Ayush Jain
Advisor: Prof. Ramprasad
will propose a doctoral thesis entitled,
Multiscale Machine Intelligence Tools to Accelerate Polymer Additive Manufacturing Design
On
Wednesday, November 13th at 1 p.m.
MRDC Room 4404
and/or Virtual via Teams
Committee
Prof. Rampi Ramprasad (Advisor) – School of Materials Science and Engineering, School of Computational Science and Engineering
Prof. H Jerry Qi – School of Mechanical Engineering
Prof. Aaron Stebner – School of Materials Science and Engineering, School of Computational Science and Engineering
Prof. Victor Fung – School of Computational Science and Engineering
Dr. Ehsan Haghighat – Head of Machine Learning, C-infinity; Software Research Scientist, Carbon3D
Abstract
The modern manufacturing landscape is transforming, driven by the need for mass customization and sustainability in producing complex, multi-material structures. Traditional manufacturing methods struggle to meet these demands, especially for intricate designs. Additive Manufacturing (AM), particularly polymeric 3D printing, offers a promising solution by building products layer by layer, allowing for reduced material waste and greater design freedom.
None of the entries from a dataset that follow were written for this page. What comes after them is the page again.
PR #9620, opened 2024-01-21
chore(Object) removed code for options we dont want to use in _getTransformedDimensions

asturur:
## Description

It happened already that we tried to use _getTransformedDimensions with generic overriding options to work around issues, and then we disagreed on that being a good practice.
This PR reduces the options that are accepted by _getTransformedDimensions to the one we really use.

### DIFF
--- a/src/shapes/Polyline.ts
+++ b/src/shapes/Polyline.ts
@@ -18,6 +18,7 @@ import type { ObjectEvents } from '../EventTypeDefs';
 import { cloneDeep } from '../util/internals/cloneDeep';
 import { CENTER, LEFT, TOP } from '../constants';
 import type { CSSRules } from '../parser/typedefs';
+import type { _getTransformedDimensionsParams } from './Object/ObjectOrigin';
 
 export const polylineDefaultValues: Partial<TClassProperties<Polyline>> = {
   /**
@@ -163,10 +164,14 @@ export class Polyline<
       bboxNoStroke = makeBoundingBoxFromPoints(
         this.points.map((p) => transformPoint(p, matrix, true))
       ),
+      // @TODO it is very strange that we allow for scaleX and scaleY in the options
+      // but then here we don't use them
       scale = new Point(this.scaleX, this.scaleY);
     let offsetX = bbox.left + bbox.width / 2,
       offsetY = bbox.top + bbox.height / 2;
     if (this.exactBoundingBox) {
+      // @TODO it is very strange that we allow for skewX and skewY in the options
+      // but then here we don't use them
       offsetX = offsetX - offsetY * Math.tan(degreesToRadians(this.skewX));
       // Order of those assignments is important.
       // offsetY relies on offsetX being already changed by the line above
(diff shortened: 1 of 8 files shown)


src/shapes/Polyline.ts
```diff
@@ -232,33 +237,21 @@ export class Polyline<
...
-      if (
-        Object.keys(options).some(
-          (key) =>
-            this.strokeUniform ||
-            (this.constructor as typeof Polyline).layoutProperties.includes(
-              key as keyof TProjectStrokeOnPointsOptions
-            )
-        )
-      ) {
+      if (this.strokeUniform || 'skewX' in options || 'skewY' in options) {
```
asturur, line 250: there are 4 options and only skewX and skewY are  in layoutProperties, so we can check specifically.

jiayihu:
At company where I work, we actually use this hack to get the transformed dimensions of an object when only some properties (delta) have been changed by another user. So we call the method with the changed methods to calculate what the dims are going to be.

Of course we can just define a function that does as before. I'm just wondering what would be the rational of reducing the amount of accepted props while not offering a good alternative. Nobody seems to get benefits here.

asturur:
it wasn't about benefits but just that his shouldn't be done.
This is just a clean up.
getTransformedDimensions supports scaleX scaleY and skewX, skewY because of how the skew mouse handler is written.
Then at some point we extended it to support more stuff and we realized it won't work, once i used with strokeWidth and we agreed was a bad idea and we changed the PR.

I don't need to merge this now if you don't have an alternative, but in general a method that says:
'tell me how big this instance is, but pretending some values are different' doesn't make much sense.
The biggest issue i have with this functionality is also that you have to pass down the values to other utils and support it everywhere down the chain.

You can create a clone of the instance and measure it with different props, or use the  Function.call method passing an ad hoc context.

jiayihu:
> The biggest issue i have with this functionality is also that you have to pass down the values to other utils and support it everywhere down the chain.

From a consumer POV this is actually better than the options you suggested, as it doesn't involve doing mutations (unreliable as you depend on the exact implementation of each underlying method) or creating clones (unreliable as well since some internal states may not be cloned correctly since we're dealing with non-trivial classes, not plain objects).

Passing down values is more unconvenient for the maintainer, but far more predictable and reliable for consumer. I wonder if we could borrow some concepts from functional-programming, such as...the Reader Monad? https://dev.to/gcanti/getting-started-with-fp-ts-reader-1ie5. 

Just kidding. But it could be an idea for instance starting to extract some props under `obj.state`, e.g.:

```
transformState: { x: number, y: number, width: number, height: number, scaleX: number, scaleY: number, angle: number, skewX: number, skewY: number }
```

Then having methods using `this.transformState`, so one would' only need to override `transformState` following your 3rd suggestion. Or the utils just need to accept the transform state as single extra param, if you want to keep them pure.

Could potentially also play nicer with reactive states. I've suggested multiple times to @ShaMan123 the need for some sort of higher-level reactive state like https://preactjs.com/guide/v10/signals/, which avoids the need for `getters` when you want some properties to be derived from others. For instance, transformed dimensions is a derived state of `transformState`.

asturur:
i think the solution is very simple, methods work on the instance state, function can work on any passed parameters.

So if this kind of predicting size is really useful, it should be come an util, then the method can call the util with its own state, 'this' while the utility itself can be called with any state object you want.

But again, this shouldn't really have existed in my opinion, i should have never added scaleX, scaleY, skewX and skewY ages ago, but in that moment supporting skew by mouse seemed so cool to me. I do not know why. I think skewing by mouse is mostly useless.

jiayihu:
> i think the solution is very simple, methods work on the instance state, function can work on any passed parameters.

True and fabric should limit usage of methods IMO, as it makes overriding harder. You have to ensure the instance state is exactly as expected at each internal method. It's better instead to prepare all the state mutations at once, then call functions passing the state as params.
This makes the code also more easier to reason. Mutations typically happen at event start/end, core logic is pure. And for overriding, you just need to do the mutations accurately at the event start/end indeed.

> Is your use case measuring changes to the instance size from changing properties? Is that all?

Yes. I'm just getting the "future" dims passing the change delta, then I'll use the dims to compute the transform matrix of where the object is gonna be. The transform matrix will then be used as "invariant" thoughout the syncing logic, as it tells where the object MUST be in the end, no matter what's the current transform. 
Useful for different reasons, even just to debug current object transform vs expected final transform.

PR #9621, opened 2024-01-21
chore(): Remove over-protective cloneDeep from fromObject

asturur:
## Description

We need to protect from unwanted references when restoring from data.
Today we deeply clone every object, and that is expensive ( measured on an app with 91 canvases  it went from 480 to around 420 ms ) and overly protective.

In the case of Object._fromObject `options` ( renamed in `serializedOptions` ) is passing through the enliving process that already a shallow clone

Other deep level cloning are left to the single objects duty or single properties ( gradients, pattern, array ) but they need to be carefully inspected

This PR is a wip and will add more checks on data cloning later


src/gradient/Gradient.ts
```diff
@@ -112,14 +112,19 @@ export class Gradient<
...
     this.coords = {
       ...(this.type === 'radial' ? radialDefaultCoords : linearDefaultCoords),
       ...coords,
     } as GradientCoords<T>;
-    this.colorStops = colorStops.slice();
+    this.colorStops = colorStops.map((colorStop) => ({
+      color: colorStop.color,
+      offset: colorStop.offset,
+      opacity: colorStop.opacity,
+    }));
```
asturur, line 127: Gradient should have a fromObject like Pattern

src/shapes/Object/Object.ts
```diff
@@ -1564,20 +1563,22 @@ export class FabricObject<
...
   static _fromObject<S extends FabricObject>(
-    { type, ...object }: Record<string, unknown>,
+    { type, ...serializedObjectOptions }: Record<string, unknown>,
     { extraParam, ...options }: Abortable & { extraParam?: string } = {}
   ): Promise<S> {
-    return enlivenObjectEnlivables<any>(cloneDeep(object), options).then(
-      (enlivedMap) => {
-        const allOptions = { ...options, ...enlivedMap };
+    return enlivenObjectEnlivables<any>(serializedObjectOptions, options).then(
+      (enlivedObjectOptions) => {
```
asturur, line 1570: enlivedObjectOptions is a shallow clone of object so we can delete or reassign properties freely.

src/shapes/Object/Object.ts
```diff
@@ -1564,20 +1563,22 @@ export class FabricObject<
    * @returns {Promise<FabricObject>}
    */
   static _fromObject<S extends FabricObject>(
-    { type, ...object }: Record<string, unknown>,
+    { type, ...serializedObjectOptions }: Record<string, unknown>,
     { extraParam, ...options }: Abortable & { extraParam?: string } = {}
   ): Promise<S> {
-    return enlivenObjectEnlivables<any>(cloneDeep(object), options).then(
-      (enlivedMap) => {
-        const allOptions = { ...options, ...enlivedMap };
```
asturur, line 1572: the only other valuable here should be signal. not worth a full spread.

src/gradient/Gradient.ts
ShaMan123: #9144

PR #10625, opened 2025-05-25
chore(): try to fix firefox vitest test

Smrtnyk:
trying out to see if it fixes it


Smrtnyk:
hm now different tests fail

Smrtnyk:
seems like it passed now

PR #10627, opened 2025-05-25
chore(): investigate firefox flakyness in vitest

Smrtnyk:
will test ci to see if this removes flakyness


Smrtnyk:
I couldn't really figure out why this one test is flaky on firefox
it passes every single time locally for me
but in CI is just flaky
I think it is some kind of a race condition when getting canvas webgl context being not ready yet so it is not assigned to the backend instance as gl property

anyway, I ended up skipping this 1 test on firefox
unless you want to dig into it to figure out why it is flaky

Smrtnyk:
ok rather than skipping the test on firefox I changed it to add retry
so if it is flaky it will just retry
I guess it is better than just skipping it

PR #10631, opened 2025-05-26
chore(): enable @typescript-eslint/no-unnecessary-type-arguments lint rule

Smrtnyk:
Prevents passing redundant types to places where they are already infered or are already default ones


Smrtnyk:
> this is an ok rule

I am picking only the ones that lead to more code clarity and simpler code

asturur (approved):

PR #10637, opened 2025-05-26
refactor(tests): introduce strict playwright typecheck and fix all type issues

Smrtnyk:
This is built on top of the https://github.com/fabricjs/fabric.js/pull/10622 so we can merge it in case other one gets accepted.

What I noticed is that e2e directory was full of type errors, type inference and autocompletion was not working for lots of stuff, defeating the purpose of typescript.

This PR makes sure e2e directory is typechecked and that all current type issues are fixed


e2e/tsconfig.json
```diff
@@ -1,20 +1,28 @@
...
+    "baseUrl": ".",
     /**
      * A reflection of the configured imports used by test scripts
      * **IMPORTANT**: be sure to keep this updated to reflect `./imports.ts` correctly
      */
     "paths": {
       "fabric": ["../dist"],
       "fabric/node": ["../dist/index.node"],
-      "fabric/extensions": ["../dist-extensions"]
+      "fabric/extensions": ["../dist-extensions/extensions"]
```
Smrtnyk, line 22: this one is fishy
previous imports work as well, but they have type issues
seems like `dist-extensions` is pointing to fabric types and that extensions types for its lib are emitted and is nested under extensions

asturur: this wasn't really planned.
I wanted to give devs the ability to contribute not core specific features without having the library becoming a 1 megabyte of minified monolithic js
And i did what i could do quickly.
It is not easy because this part of the lib needs to reference fabricJS as an external as a whole.
But also this doesn't play great if you want to use fabricJS as an esm module where you import what you need.

I guess we can't have it all

If there is a reference to implement this correctly and you know where to find it, i ll study it.

Smrtnyk: we could make fabric a monorepo
and add packages
core package
and extensions package
then extensions package can import from core package what it needs
and then you publish them separately
with 1 command
you could have published fabric main package as it is now
and additionally `@fabric/extensions` which user can install extra if they need it

this is just an idea, which i observed that many packages do nowaday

However, the vast design space in AM—including ranges of material chemistries, processing conditions, and component design—poses a significant optimization challenge.
I propose that we can use computational tools that leverage machine learning (ML) and materials informatics to accelerate the AM design process in a hierarchical manner, across the many length scales of design. In the first stage, active learning algorithms, integrated with molecular dynamics simulations, and graph neural network diffusion model surrogates, can help explore the vast combinatorial space of thermoset photopolymer acrylates. This framework will be deployed as an autonomous decision-making system for the experimental lab. The next stage is using domain-informed ML algorithms to model polymeric materials, namely the melt viscosity, across chemical and processing domains. I demonstrate that domain information in machine intelligence is crucial to model unseen spaces. Finally, the optimization of lattice structures in component design is addressed by introducing an ML surrogate that predicts mechanical responses in AM components based on finite-element simulations.
Collectively, these tools lay a foundation for multi-scale informatics-driven AM design, enabling faster and more informed decision-making. This increases AM's adaptability and scalability, paving the way for innovative, customized products in a sustainable manufacturing ecosystem.